Recommended next steps

  • Open a regulator-led red-flag diligence track before any commercial valuation work.
  • Obtain audited financials, capital/liquidity returns, tax settlement evidence and current runway analysis.
  • Have counsel review PRA final notice, remediation, HMRC/court status, contracts, IP, outsourcing and insurance.

Risk register

critical high likelihood

R-006: PRA integrity, capital-reporting and cooperation enforcement

Official PRA enforcement and £2M fine for capital-position/reporting and cooperation/integrity failures are material to a regulated banking infrastructure business.

Diligence request: Request final notice remediation plan, regulator correspondence, board attestations, accountability mapping and independent assurance.

high high likelihood

R-001: Financial quality and liquidity opacity

No public KPI pack, audited operating detail, ARR/revenue, cash/debt, liquidity runway or capital-resources reconciliation supports the valuation.

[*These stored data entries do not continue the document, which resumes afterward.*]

PR #5778, opened 2017-10-11
Fix Issue 10131 - To remove duplicates and keep order

RazvanN7:
This is the same as #5774 . I closed the PR and made a new one to some github branch mix-ups I made.

### DIFF
--- a/std/experimental/algorithm.d
+++ b/std/experimental/algorithm.d
@@ -1,0 +1,49 @@
+// Written in the D programming language.
+
+/**
+This module implements experimental additions/modifications to $(MREF std, _algorithm).
+
+Use this module to test out new functionality for $(REF wrap, std, _algorithm)
+
+Source:    $(PHOBOSSRC std/experimental/_algorithm.d)
+
+Copyright: Copyright the respective authors, 2008-
+License:   $(HTTP boost.org/LICENSE_1_0.txt, Boost License 1.0).
+Authors:   Andrea Fontana
+           Razvan Nitu
+ */
+module std.experimental.algorithm;
+
+import std.range : isInputRange, ElementType;
+
+/**
+Lazily produces a range with no duplicated elements from the input
+range $(D r). The order of elements is the original order.
+
+Params:
+    Range r - the input range to eliminate duplicates from
+
+Returns:
+    A range containing all the unique elements
+*/
+auto distinct(Range)(Range r)
+if (isInputRange!Range)
+{
+    import std.algorithm.iteration : filter;
+    bool[ElementType!Range] justSeen;
+    return r.filter!((k)
+        {
+            if (k in justSeen) return false;
+            return justSeen[k] = true;
+        });
+}
+
+///
+@safe unittest
+{
+    import std.algorithm.comparison : equal;
+
+    assert("AAAA".distinct.equal("A"));
+    assert("ABAC".distinct.equal("ABC"));
+    assert([1, 2, 3, 1, 2, 1, 1].distinct.equal([1, 2, 3]));
+}
--- a/posix.mak
+++ b/posix.mak
@@ -189,7 +189,7 @@ PACKAGE_std = array ascii base64 bigint bitmanip compiler complex concurrency \
   outbuffer parallelism path process random signals socket stdint \
   stdio string system traits typecons uni \
   uri utf uuid variant xml zip zlib
-PACKAGE_std_experimental = checkedint typecons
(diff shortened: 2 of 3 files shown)


std/experimental/algorithm.d
```diff
@@ -0,0 +1,49 @@
...
+}
+
+///
+@safe unittest
+{
+    import std.algorithm.comparison : equal;
+
+    assert("AAAA".distinct.equal("A"));
+    assert("ABAC".distinct.equal("ABC"));
+    assert([1, 2, 3, 1, 2, 1, 1].distinct.equal([1, 2, 3]));
```
trikko: I think an example with infinite ranges could be useful. Something like:
```d
	auto ascInt = recurrence!((x,n) => n)(0);    				// 0,1,2,3,4,5,6...
	auto descInt = recurrence!((x,n) => n)(0).map!(x => 10-x);  // 10,9,8,7,6,5,4 ..
	
	roundRobin(ascInt, descInt).distinct.take(20).writeln;

```

std/experimental/algorithm.d
```diff
@@ -0,0 +1,49 @@
+// Written in the D programming language.
+
+/**
+This module implements experimental additions/modifications to $(MREF std, _algorithm).
+
+Use this module to test out new functionality for $(REF wrap, std, _algorithm)
```
wilzbach: `wrap`?

std/experimental/algorithm.d
```diff
@@ -0,0 +1,49 @@
...
+module std.experimental.algorithm;
+
+import std.range : isInputRange, ElementType;
+
+/**
+Lazily produces a range with no duplicated elements from the input
+range $(D r). The order of elements is the original order.
+
+Params:
+    Range r - the input range to eliminate duplicates from
```
wilzbach: Use `r = input range from which duplicates should be eliminated`

std/experimental/algorithm.d
```diff
@@ -0,0 +1,49 @@
...
+
+Returns:
+    A range containing all the unique elements
```
wilzbach: Nit: misses a final dot ;-)

std/experimental/algorithm.d
```diff
@@ -0,0 +1,49 @@
...
+Authors:   Andrea Fontana
+           Razvan Nitu
+ */
+module std.experimental.algorithm;
+
+import std.range : isInputRange, ElementType;
+
+/**
+Lazily produces a range with no duplicated elements from the input
+range $(D r). The order of elements is the original order.
```
wilzbach: Should note that this uses the GC if we really want to go down this road.

std/experimental/algorithm.d
```diff
@@ -0,0 +1,49 @@
...
+
+///
+@safe unittest
+{
+    import std.algorithm.comparison : equal;
+
+    assert("AAAA".distinct.equal("A"));
+    assert("ABAC".distinct.equal("ABC"));
+    assert([1, 2, 3, 1, 2, 1, 1].distinct.equal([1, 2, 3]));
+}
```
wilzbach: This should have a lot more internal test. Please take a lot at other Phobos function for an impression - basic things, for example:
- `const`
- DummyRanges (e.g. RefRanges)
- infinite ranges
- strings (especially unicode ones)
- `nothrow`

std/experimental/algorithm.d
```diff
@@ -0,0 +1,49 @@
...
+    Range r - the input range to eliminate duplicates from
+
+Returns:
+    A range containing all the unique elements
+*/
+auto distinct(Range)(Range r)
+if (isInputRange!Range)
+{
+    import std.algorithm.iteration : filter;
+    bool[ElementType!Range] justSeen;
```
wilzbach: When I suggested moving this to `stdx.algorithm`, I was suggesting that we can use this to experiment with APIs that allow the user to control how the allocation happens.
There are a couple of ways to do this. Some quick ideas (there are more!):
- Do the deallocation automatically, e.g. like RefCounted and provide an optional Allocator
- Let the user do the deallocation (e.g. by returning the range and the allocated array as tuple)

Please note that it's very important that this function can be used in `@nogc`.

andralex:
I'll add that this (and other related functions) is an important function for things like relational joins etc. Martin Odersky showed me some pretty amazing short example that do powerful things because of such.

andralex:
After planning things with @RazvanN7 will close this in wait for scoped hashtables. cc @edi33416 :)

PR #5331, opened 2017-04-11
Make emplace infer class ctor safety

edi33416:

PR #5779, opened 2017-10-12
Split unittest6.obj to get past the 32767 max symbols limitation

edi33416:
On #5331 I've ran into the following issue:
On Windows 32bit, dmd fails to generate `unittest6.obj` because this object has more than 32767 symbols. This PR fixes this issue.

### DIFF
--- a/win32.mak
+++ b/win32.mak
@@ -561,6 +561,7 @@ UNITTEST_OBJS= \
 		unittest4.obj \
 		unittest5.obj \
 		unittest6.obj \
+		unittest6b.obj \
 		unittest7.obj \
 		unittest8a.obj \
 		unittest8b.obj \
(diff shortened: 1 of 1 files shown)


edi33416:
@ZombineDev @wilzbach Could you please have a look?

ZombineDev:
> used the opportunity to split it up fully ;-)

And we agreed that it's better to invest the time in migrating the Windows build-system to use posix.mak ;)

wilzbach:
> And we agreed that it's better to invest the time in migrating the Windows build-system to use posix.mak and leave this one as it is ;)

Yes, but sadly that's a long-term goal :/
Btw I was just referring to the line modified (i.e. `$(SRC_STD_CONTAINER) $(SRC_STD_EXP_ALLOC)` into `unittest6a` `unittest6c`)

ZombineDev:
I see. I though you meant split everything in the make file, which is why I thought that it's better to leave such a huge task for another time.

edi33416:
@wilzbach Sorry about that.. I misunderstood. As @ZombineDev, I should do the same change as I did to prove the this fixed the issue and leave the rest for the migration phase.

PR #5780, opened 2017-10-13
Fix Issue 7957 - std.functional untuple/untupleReversed too

RazvanN7:
I didn't implement the reversed part since I am not sure if this addition is going to make it to phobos and anyway there is the function reverse for tuples which can be used.

### DIFF
--- a/std/functional.d
+++ b/std/functional.d
@@ -15,6 +15,9 @@ $(TR $(TH Function Name) $(TH Description)
         $(TD Joins a couple of functions into one that executes the original
         functions independently and returns a tuple with all the results.
     ))
+    $(TR $(TD $(LREF apply))
+        $(TD Applies the items of a tuple as arguments to a function.
+    ))
     $(TR $(TD $(LREF compose), $(LREF pipe))
         $(TD Join a couple of functions into one that executes the original
         functions one after the other, using one function's result for the next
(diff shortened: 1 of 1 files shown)


std/functional.d
```diff
@@ -1562,3 +1565,45 @@ template forward(args...)
...
+Returns:
+    The return value of the function `callable` for the arguments
+    represented by the items of `t`.
+
+*/
+template apply(alias callable)
+{
+    import std.typecons : isTuple;
+    auto apply(Tup)(Tup t)
+    if (isTuple!Tup && Parameters!callable.length == Tup.length)
```
Biotronic: Instead of checking if the number of arguments matches (which might cause trouble with overload sets), why not check `__traits(compiles, callable(t.expand))`?

std/functional.d
```diff
@@ -1562,3 +1565,45 @@ template forward(args...)
...
+    {
+        return callable(t.tupleof);
```
Biotronic: The recommended property here is t.expand. I'm not sure that actually matters, though.

std/functional.d
```diff
@@ -1562,3 +1565,45 @@ template forward(args...)
...
+    auto a2 = [10, 20, 30, 40];
+    auto a3 = [100, 200, 300, 400];
+
+    int foo(dchar a, int b) { return a + b; }
+    assert(tup.apply!foo() == 107);
+    assert(zip(a1, a2).map!(apply!foo).equal([107, 118, 129, 140]));
+
+    int foo2(dchar a, int b, int c) { return a + b + c; }
+    assert(zip(a1, a2, a3).map!(apply!foo2).equal([207, 318, 429, 540]));
+}
```
Biotronic: Please also test overload sets - two or more functions with the same name and different parameters.

RazvanN7:
@Biotronic thanks for the review. I added a test for overload sets, although I if the test for overload sets wouldn't have worked that would have been a compiler issue, not a phobos one. Anyway, I hope this is better.

Biotronic:
I suggested the overload test to highlight a limitation of your previous implementation. By having the test there, we guard against implementations with the same limitations in the future, should someone feel the need to rewrite this.

MetaLang:
Is there a good reason why a user could not just do `foo(t.expand)`? Of the top of my head, I can't think of a situation where `t.apply(foo)` works but the former does not.

andralex:
@MetaLang the issue as described in https://issues.dlang.org/show_bug.cgi?id=7957 was that people can write `map!(apply!fun)` in a chain instead of `map!(t => fun(t.expand))`. So a convenience more than a primitive facility.

The issue is old, which gives us perspective. There seem to be little proliferation of the idiom using `.expand`, which makes for a weak case for adding this facility.

RazvanN7:
@MetaLang My initial position was to close the bug as WONTFIX due to the exact thought process of @andralex , but after a discussion with @ZombineDev on the bug-triage channel on slack we agreed that making a PR will bring the issue to the attention of the community. I am in favor of closing the PR and the bug if no strong case for this facility is presented.

Either way, the good thing is that we clean the bugzilla list.

andralex:
Cool @RazvanN7 thanks for the work and it's not for naught - the closure of the bug is good progress. Will close this and the bug. Thanks!

PR #5330, opened 2017-04-10
Make the allocators' unittests and allocate, owns and resolveInternal…

edi33416:
…Pointer methods safe

Allocating memory should be a safe operation and so should functions like owns and resolveInternalPointer.

PR #5783, opened 2017-10-16
Make resolveInternalPointer @safe

edi33416:
For stand-alone allocators, such as `GCAllocator`, `resolveInternalPointer` is a `@safe` function.
Allocators that are building on top of such allocators should infer the safety from their parents.

### DIFF
--- a/std/experimental/allocator/gc_allocator.d
+++ b/std/experimental/allocator/gc_allocator.d
@@ -70,7 +70,7 @@ struct GCAllocator
     }
 
     /// Ditto
-    pure nothrow
+    pure nothrow @trusted @nogc
     Ternary resolveInternalPointer(const void* p, ref void[] result) shared
     {
         auto r = GC.addrOf(cast(void*) p);
@@ -165,4 +165,18 @@ struct GCAllocator
 
     // anything above a page is simply rounded up to next page
     assert((() nothrow @safe @nogc => GCAllocator.instance.goodAllocSize(4096 * 4 + 1))() == 4096 * 5);
+}
+
+@safe unittest
+{
+    import std.typecons : Ternary;
+
+    void[] buffer = GCAllocator.instance.allocate(42);
+    void[] result;
+    Ternary found = GCAllocator.instance.resolveInternalPointer(&buffer[0], result);
+
+    assert(found == Ternary.yes && &result[0] == &buffer[0] && result.length >= buffer.length);
+    assert(GCAllocator.instance.resolveInternalPointer(null, result) == Ternary.no);
+    void *badPtr = (() @trusted => cast(void*)(0xdeadbeef))();
+    assert(GCAllocator.instance.resolveInternalPointer(badPtr, result) == Ternary.no);
 }
--- a/std/experimental/allocator/gc_allocator.d
+++ b/std/experimental/allocator/gc_allocator.d
@@ -151,8 +151,8 @@ struct GCAllocator
         scope(exit) GCAllocator.instance.deallocate(buffer);
 
         void[] p;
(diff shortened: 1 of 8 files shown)


std/experimental/allocator/package.d
```diff
@@ -2844,7 +2857,7 @@ private struct InternalPointersTree(Allocator)
     /// Ditto
     bool deallocate(void[] b)
     {
-        if (!b.ptr) return;
+        if (!b.ptr) return true;
```
andralex: how in the world did this pass until now?

ZombineDev: The only reasonable explanation is that it was never instantiated.

edi33416: This code doesn't get hit because of the `__EOF__` [here](https://github.com/edi33416/phobos/blob/d621a465202844548338c126b2ec362a18f0b48f/std/experimental/allocator/package.d#L2545).

edi33416:
@andralex I missed that. I think we should make this pure as well

std/experimental/allocator/gc_allocator.d
```diff
@@ -165,3 +165,17 @@ struct GCAllocator
...
+    import std.typecons : Ternary;
+
+    void[] buffer = GCAllocator.instance.allocate(42);
+    void[] p;
+    Ternary r = GCAllocator.instance.resolveInternalPointer(&buffer[0], p);
+
+    assert(r == Ternary.yes && &p[0] == &buffer[0] && p.length >= buffer.length);
+    assert(GCAllocator.instance.resolveInternalPointer(null, p) == Ternary.no);
+    void *badPtr = (() @trusted => cast(void*)(0xdeadbeef))();
+    assert(GCAllocator.instance.resolveInternalPointer(badPtr, p) == Ternary.no);
```
ZombineDev: Circle CI fails with:
> std/experimental/allocator/gc_allocator.d(180:56)[warn]: Argument 2 is named 'p', but this is the name of parameter 1

So the course of action is to use a slightly more informative name for the local variables. I would suggest renaming:
* `void[] p` -> `void[] result`
* `Ternary r` -> `Ternary found`

ZombineDev: Or alternatively, `void[] p` -> `void[] res` and `Ternary r` -> `Ternary ok` if you prefer to be more terse.

edi33416:
Should I remove [this](https://github.com/dlang/phobos/pull/5783/files#diff-0002a05f29875f98fa52cfba8996ac49R2545) `__EOF__` ?

Please note that by doing so, we will make [`struct ThreadLocal`](https://github.com/dlang/phobos/pull/5783/files#diff-0002a05f29875f98fa52cfba8996ac49R2559) public.

andralex:
Yes, ThreadLocal is good but let's make that a separate PR with a changelog entry associated. Thanks!

andralex:
@edi33416 rebase

andralex:
cc @Cybershadow, DAutoTest fails with:

```
Root package assert_writeln_magic references unknown package libdparse
```

Will force pull this.

CyberShadow:
> references unknown package

This usually means that code.dlang.org is down.

andralex:
@CyberShadow thx, can you translate to a more informative error message on the scripting side? Thx!

CyberShadow:
I feel really bad about doing that. @s-ludwig Could you please fix Dub to provide a better errod message instead?

wilzbach:
> I feel really bad about doing that. @s-ludwig Could you please fix Dub to provide a better error message instead?

The 2.077.0 release contains DUB 1.6.0 which has fallback mirrors and better error messages, so the easiest path would be to bump the D compiler version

Diligence request: Request audited financials, monthly management accounts, cash/debt, regulatory capital/liquidity returns and board plan.

high high likelihood

R-008: Customer and revenue concentration opacity

Top customers, revenue concentration, churn/retention, payment volumes and customer references are not public.

Diligence request: Request top customer contracts, ARR/volume by customer, churn/NRR, payment volumes and independent references.

high medium likelihood

R-002: Cap-table and financing-rights opacity

Headline valuation and funding fields do not disclose ownership, preferences, debt, option pool, liquidation waterfall or regulatory capital treatment.

Diligence request: Request cap table, financing documents, side letters, investor rights, debt and capital-treatment memo.

high medium likelihood

R-003: Regulated product resilience and service-quality risk

Payments, clearing, settlement, accounts and agency banking require high resilience; public materials do not disclose volumes, SLAs, incidents or controls.

Diligence request: Request product KPIs, incident logs, SLAs, scheme/vendor evidence, resilience testing and operational-risk reports.

high medium likelihood

R-004: HMRC/tax and winding-up petition stress

Independent news reported HMRC winding-up/petition activity; even if resolved, it raises tax-governance and liquidity concerns.

Diligence request: Counsel should verify court/tax records and request HMRC correspondence, settlement evidence and current tax compliance schedule.

high medium likelihood

R-005: Governance and leadership-transition risk

Founder/CEO transition and statutory officer-change records require close governance review in a regulated bank context.

Diligence request: Request board minutes, succession materials, regulatory approvals, org chart, HRIS and retention plan.

high medium likelihood

R-007: Legal, contract, IP and insurance opacity

Public sources do not disclose material contracts, IP ownership, licenses, insurance, claims, complaints or outsourcing obligations.

Diligence request: Have counsel review contracts, IP assignments, insurance, complaints, licenses, outsourcing and remediation obligations.

Chapter 01

01Financial Information

Public evidence supports historical unicorn status and active legal existence, but current revenue quality, cash runway, capital adequacy, financing rights and going-concern risk require private diligence.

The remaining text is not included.